This definition depends on the character $\chi_{e}$ on $\mathbb{F}_{q}$ , which is determined by the selections of $\gamma$ and $\zeta$ (as $\chi_{e}(\gamma^{m}) = \zeta^{m}$ and $\chi_{e}(0) = 0$ ).

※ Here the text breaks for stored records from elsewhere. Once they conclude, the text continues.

Issue #930, opened 2022-03-13
infix_spaces_linter should include tilde / formula operator and = in function definitions


MichaelChirico:
It's covered by `{styler}`:

```
styler::style_text("a~b")
# a ~ b
```

But not `infix_spaces_linter()`:

```
lintr::lint("a~b\n", infix_spaces_linter())
```

This is called out by omission in the style guide, which talks about one-sided formulas:

https://style.tidyverse.org/syntax.html#infix-operators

Clearly, we have

$X_{ijk} = \{v\in\mathbb{F}_{q}\mid\chi_{e}(v-1) = \zeta^{i}, \ \chi_{e}(v) = \zeta^{j}, \ \chi_{e}(v+1) = \zeta^{k}\}.$

Our definition of the ternary Jacobi sum can be viewed as a special case of the character sums studied in ^[23].

To calculate all ternary cyclotomic numbers of order $e$ , it suffices to calculate all ternary Jacobi sums of order $e$ , and vice versa, by the following finite Fourier series expansions.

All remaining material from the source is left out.